We welcome feedback and contributions! Email us or open an issue or pull request.
We use ruff
for linting and formatting.
Install pre-commit hooks for automatic checks before committing:
pre-commit install
# Run the test suite
uv run python -m pytest
# Run with coverage
uv run python -m pytest --cov=_core
This project is licensed under the MIT License. See the LICENSE file for details.

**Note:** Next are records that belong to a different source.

PR #2609, opened 2017-06-12
Feature/joy best gift year - In Multicurrency org, Best Gift Year Total not rolling up correct value if opp/account currency does not match user currency.

### LINKED ISSUE #2570: In Multicurrency org, Best Gift Year Total not rolling up correct value if opp/account currency does not match user currency
If the user's currency (may also be related to corporate currency) is a different value than the currency on the Opp & Account, then Best Gift Year Value appears to be using the converted value of the user's currency, rather than the value of the Opportunity (and then further converting it). 

Screen shot from customer org illustrates issue based on user currency in GBP, Account in USD and a single $75K Opp in USD. 

image

joy-sfdo:
# Critical Changes

# Changes

# Issues Closed
Fixes #2570

### DIFF
--- a/src/classes/RLLP_OppRollup.cls
+++ b/src/classes/RLLP_OppRollup.cls
@@ -271,22 +271,26 @@ public without sharing class RLLP_OppRollup {
         // invokes code to get the currency of npo02__CombinedRollupFieldset__c oppty
         opptyCurrencies = (RLLP_OppRollup_UTIL.isMultiCurrency() ? RLLP_OppRollup_UTIL.rcfFindCurrency(objectList) : null);
         
-        for (sobject r : objectList){            
-            id aid = (id)(r.get('AccountId'));
-            if (aid != null){
-                updateRollupFromResult((sobject)(accountsToUpdate.get(aid)), r, opptyCurrencies);
-                
-                //calculate best gift year
-                decimal yrAmt = (decimal)r.get('TotalOppAmount');
+        for (sObject r : objectList) {
+            Id accountId = (Id)(r.get('AccountId'));
+            if (null != accountId) {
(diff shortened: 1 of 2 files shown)


davidhabib:
@joy-sfdo Nic is out for the next several weeks. so let's have @jjbennett review this pull request.  thanks!

joy-sfdo:
Hi @davidhabib, sounds good. I thought Nic's PTO started on Wednesday, I see now that it started today. I'll assign the PR to @jjbennett.

Thanks!

joy-sfdo:
@davidhabib - Thanks for assigning to @jjbennett.

src/classes/RLLP_OppRollup.cls
```diff
@@ -593,6 +599,10 @@ public without sharing class RLLP_OppRollup {
             
                 //calculate best gift year
                 decimal yrAmt = (decimal)r.get('TotalOppAmount');
+                // Handle currency conversion for the Household in a MultiCurrency org
+                if(RLLP_OppRollup_UTIL.isMultiCurrency()){
```
jjbennett: After our coding convention and whitespace talks I noticed the need for whitespace on the 3 conditionals, also I'm wondering if we'd want to move the variable declaration on 607 up so that we can use the variable vs retrieving it from the map multiple times?

joy-sfdo: Sounds good! I'll add the whitespace before the curly braces for the 3 conditionals.

Also, I like your suggestion about moving the variable declaration up instead of accessing the map multiple time. Accessing the map seems to be the pattern of that method. I wonder if there's a reason for that. I'll implement the change.

PR #2612, opened 2017-06-15
#2527 Manage household contact search does not support middle name

### LINKED ISSUE #2527: Manage Household New Contact search does not support standard Middle Name
https://powerofus.force.com/0D58000003IBdxL

force2b:
# Critical Changes

# Changes
* Add work-around support for known issue searching for Contacts when the MiddleName feature is enabled: https://success.salesforce.com/issues_view?id=a1p30000000eQRxAAM

# Issues Closed
Fixes #2527

### DIFF
--- a/src/classes/HH_AutoCompleteDataProvider_LCTRL.cls
+++ b/src/classes/HH_AutoCompleteDataProvider_LCTRL.cls
@@ -57,28 +57,22 @@ public with sharing class HH_AutoCompleteDataProvider_LCTRL {
             // note that our helper does FLS, so we don't have to do it here.
             String strSoql = HH_Container_LCTRL.getContactSelectQueryWithFls() + ' WHERE ';
 
+            Set<Id> contactIds = new Set<Id>();
             if (UTIL_Describe.isMiddleNameEnabled()) {
                 // When the Middlename field is enabled, there is a known issue (as of 6/15/2017) that
                 // prevents a query on the Name field from working properly if the record has a
-                // middlename or suffix value. To work-around this, we'll parse the queryValue into
-                // individual "words" and build a more generic query to find the records.
-                // Technically this will result in a larger result set than we really want
-                // however the only other solution would be to assume that three values will
-                // always match to first/middle/last. If the user enters two values, it could assume
-                // that matches to first + middle OR last. That gets more complicated and doesn't take
-                // into account compound firstnames such as "Anne Marie".
+                // middlename or suffix value. To work around this, use SOSL to search by name
+                // and then run a second query for the returned set of contacts.
                 // This should be considered a temporary work-around until such time as Salesforce
                 // fixes the known issue:
                 // https://success.salesforce.com/issues_view?id=a1p30000000eQRxAAM
-                strSoql += '(';
-                for (String p : preparedQueryValue.remove('%').split(' ')) {
-                    strSoql += ' FirstName LIKE \'%' + String.escapeSingleQuotes(p) + '%\' OR ' +
-                            ' MiddleName LIKE \'%' + String.escapeSingleQuotes(p) + '%\' OR ' +
-                            ' LastName LIKE \'%' + String.escapeSingleQuotes(p) + '%\' OR ';
+                List<List<SObject>> searchResults = [FIND :queryValue IN NAME FIELDS RETURNING Contact(Id, Name) LIMIT 100];
+                for (SObject s : searchResults[0]) {
+                    contactIds.add((Id)s.get('Id'));
                 }
-                strSoql = strSoql.removeEnd(' OR ') + ') ';
+                strSoql += ' Id in :contactIds ';
             } else {
-                strSoql += ' Name LIKE :preparedQueryValue';
+                strSoql += ' Name LIKE :preparedQueryValue ';
             }
             strSoql += ' AND Id not in :listCon LIMIT 100';
 
--- a/src/classes/HH_AutoCompleteDataProvider_LCTRL.cls
+++ b/src/classes/HH_AutoCompleteDataProvider_LCTRL.cls
@@ -48,7 +48,7 @@ public with sharing class HH_AutoCompleteDataProvider_LCTRL {
             if (listCon == null) {
                 listCon = new list<Contact>();
             }
-            
+
             // '%', '_', and '\' all are special characters in LIKE syntax.
             // We escape them here by prepending those characters with a backslash
             String preparedQueryValue = '%' + queryValue.replaceAll('([%_\\\\])', '\\\\$0') + '%';
@@ -58,7 +58,7 @@ public with sharing class HH_AutoCompleteDataProvider_LCTRL {
             String strSoql = HH_Container_LCTRL.getContactSelectQueryWithFls() + ' WHERE ';
 
             Set<Id> contactIds = new Set<Id>();
-            if (UTIL_Describe.isMiddleNameEnabled()) {
+            if (UTIL_Describe.isMiddleNameEnabled() && queryValue.length() > 1) {
                 // When the Middlename field is enabled, there is a known issue (as of 6/15/2017) that
                 // prevents a query on the Name field from working properly if the record has a
                 // middlename or suffix value. To work around this, use SOSL to search by name
@@ -68,7 +68,7 @@ public with sharing class HH_AutoCompleteDataProvider_LCTRL {
                 // https://success.salesforce.com/issues_view?id=a1p30000000eQRxAAM
                 List<List<SObject>> searchResults = [FIND :queryValue IN NAME FIELDS RETURNING Contact(Id, Name) LIMIT 100];
                 for (SObject s : searchResults[0]) {
-                    contactIds.add((Id)s.get('Id'));
+                    contactIds.add((Id) s.get('Id'));
                 }
                 strSoql += ' Id in :contactIds ';
             } else {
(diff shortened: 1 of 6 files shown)


src/classes/HH_AutoCompleteDataProvider_LCTRL.cls
```diff
@@ -45,18 +45,43 @@ public with sharing class HH_AutoCompleteDataProvider_LCTRL {
...
+                    strSoql += ' FirstName LIKE \'%' + String.escapeSingleQuotes(p) + '%\' OR ' +
+                            ' MiddleName LIKE \'%' + String.escapeSingleQuotes(p) + '%\' OR ' +
+                            ' LastName LIKE \'%' + String.escapeSingleQuotes(p) + '%\' OR ';
+                }
+                strSoql = strSoql.removeEnd(' OR ') + ') ';
+            } else {
+                strSoql += ' Name LIKE :preparedQueryValue';
+            }
+            strSoql += ' AND Id not in :listCon LIMIT 100';
+
```
davidhabib: did you do any testing of this new query with QueryPlan to see if it performs much worse than the original?  I'm concerned this non-selective query will totally fail on LDV orgs.  I suspect the original one may as well; not sure if Name is indexed.  I'd like to see what QueryPlan says before we consider incorporating this.  thanks.

force2b: Thanks for the reminder on this. Meant to do that while I had DevConsole open earlier, but forgot.The ideal would be to just use the query on `Name`, but that's not possible right now due to the known issue. 

To check results, I ran the the full query in the LDV org. 

- The cost for the more complicated query came out to 0.42490 with an Operation Type of "Other".

- The cost for the simplified query on just `Name` came out to 0.21241 with an Operation Type of "Other" and an Index on the Name field

The pure query against name is definitely more selective, however I believe that the use of the `LIMIT` clause in the query will keep this from crashing an an extremely large org. Would be great to absolutely confirm that in a huge org, but for now as a comparison I ran a similar query against CampaignMember in the LDV org (424k records), filtering for `Name Like '%Raymond%'`. Without the LIMIT clause, the cost was 2.8333. With a LIMIT 100 clause the cost is only 0.000788.

davidhabib: great!  thanks for checking this.

force2b: Found the GUS work-item for this known issue and on it was a work-around I hadn't thought of -- using SOSL to query on the name. I confirmed this does work with Middle Name. To make this work, the code would have to run the SOSL first to retrieve a list of Contact Id's, and then re-query the Contact object for those Id's to return a result set to the component. Might be more efficient than the method I came up with initially.
`FIND {Raymond JOhn} IN NAME FIELDS RETURNING Contact(Id, Name)`

I can't speak on SOSL's effectiveness in an LDV org per-se. There's no query plan available for a SOSL statement, but the secondary query on Contact would definitely be indexed on Id.

What do you think?

davidhabib: since this is just a workaround, and limited to those orgs using middle name, I think going with what you have is a good route.  No need to change it all to use sosl when we think what you have will be sufficient.  thanks.

jjbennett: @davidhabib @force2b in testing this solution, the range of results is much greater than they used to be. If I search in an org with middle name enabled for someones full name it will return results for anyone that has the same last name or first name. The current behavior would only find the contact with the same name. Are we ok with the expanded results?

force2b: That is true. It's also that way with SOSL, though SOSL can return a more accurate result set. This would only be the case when the MiddleName feature is enabled, but still in a large org this could result in a lot more results. If getting a tighter result set is crucial, I suggest going with SOSL over the expanded SOQL query.

davidhabib: since their published workaround was to do name like first__last, have we tried Name like first%last?

jjbennett: I just tested Name Like first%last and that does work in dev console.

davidhabib: in the org that has Middle Name enabled?

jjbennett: Correct, I dropped the middle name from the query and used firstname%lastname and it returned the expected result.

force2b: If the user enters two terms ("Raymond John") how would the query know if that is meant to be firstname+lastname or firstname+middlename?

davidhabib: does it include any contacts that have a middle name specified.  my understanding was this bug in core prevented that from working correctly.

davidhabib: how about we just put % between all spaces in the input.  that should take care of it.

jjbennett: I did have to drop the middle name from the search so in @force2b example the system would be searching and assuming first and last name were provided.

force2b: That is correct. The core bug is that queries on name completely exclude the middle name value. So, if that value is included in the search term it will never mind a match querying against the name field. That's why I went with parsing out the terms and searching all 3 fields, or suggested going with SOSL which apparently does support Middlename.

Also, the following query returns 0 results:
`SELECT Id, Name, FirstName, MiddleName, LastName FROM Contact
WHERE Name Like '%Raymond%John%Alvarez%'`

jjbennett: @davidhabib I agree with @force2b that SOSL sounds like the most accurate way to work around this bug, do you see any issue with going that route?

davidhabib: ok, let's go ahead and give SOSL a try.  I know we use it in the Contact Merge page.  It will require the secondary soql to get the contacts, but now that I understand what Michael's solution is doing, SOSL seems worth pursuing.  thanks all.

src/classes/HH_AutoCompleteDataProvider_LCTRL.cls
```diff
@@ -45,18 +45,37 @@ public with sharing class HH_AutoCompleteDataProvider_LCTRL {
...
+            Set<Id> contactIds = new Set<Id>();
+            if (UTIL_Describe.isMiddleNameEnabled()) {
+                // When the Middlename field is enabled, there is a known issue (as of 6/15/2017) that
+                // prevents a query on the Name field from working properly if the record has a
+                // middlename or suffix value. To work around this, use SOSL to search by name
+                // and then run a second query for the returned set of contacts.
+                // This should be considered a temporary work-around until such time as Salesforce
+                // fixes the known issue:
+                // https://success.salesforce.com/issues_view?id=a1p30000000eQRxAAM
+                List<List<SObject>> searchResults = [FIND :queryValue IN NAME FIELDS RETURNING Contact(Id, Name) LIMIT 100];
```
davidhabib: do you need to do any escaping like you did for preparedQueryValue?  why does soql need that, but sosl doesn't?

force2b: Good question. Normally I'd use escapeSingleQuote() on a string, but that's not required when using a bound var (`:queryValue`). The wildcards (%) are not required for SOSL, and that replace method appeared to only be escaping slashes and percent signs, neither of which should be an issue in a SOSL query, so it didn't appear to be necessary. That said, including the replace() logic without appending the wildcards wouldn't hurt anything either.

jjbennett:
@force2b - I was getting ready to merge and wanted to give everything another once over since my focus was primarily on the SOQL. I noticed this error now occurs at the bottom of the page when Middle Name is enabled. "This page has an error. You might just need to refresh it. Error in $A.getCallback() [] Callback failed: apex://HH_AutoCompleteDataProvider_LCTRL/ACTION$queryObjects Failing descriptor: {markup://c:autocomplete}" - It seems like there needs to be at least 3 chars before a search result is returned so thinking it might be related? Also, if we are supported middle name do we want to allow the user to enter a user name on a new contact? I noticed we added it to updateable fields but not really updating it anywhere.

force2b:
Odd. Didn't see that at all yesterday. I'll review again over the weekend.

I was looking at adding it to the "new contact" part yesterday, however that get a bit more complicated. The Contact.Middlename field doesn't exist unless that feature is enabled, so we can't bind an inputField to it in the page without having the feature enabled. Technically there are probably some ways to get that to work as a dynamic bind, however I was concerned about how well LEX would handle that. Plus, Middlename is optional and I believe the New Contact pop-up doesn't even support Salutation, so it's pretty bare already.

force2b:
@jjbennett Not seeing any error when I load the Manage Households page with Middlename enabled in the org. Technically you're right though. SOSL requires at least 1 character to search. I'm just seeing a page error when I type in one character. There's clearly some browser or settings difference here, but either way I think it would be better to just not search until at least two characters have been entered.

jjbennett:
@force2b yes correct only when you start typing in the autocomplete component not on page load.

This software incorporates AI models and has been developed according to and with the intent to be used under Swiss law. Please be aware that the EU Artificial Intelligence Act (EU AI Act) may, under certain circumstances, be applicable to your use of the software. You are solely responsible for ensuring that your use of the software as well as the underlying AI models complies with all applicable local, national and international laws and regulations. By using this software, you acknowledge and agree (a) that it is your responsibility to assess which laws and regulations, in particular regarding the use of AI technologies, are applicable to your intended use and to comply therewith, and (b) that you will hold us harmless from any action, claims, liability or loss in respect of your use of the software.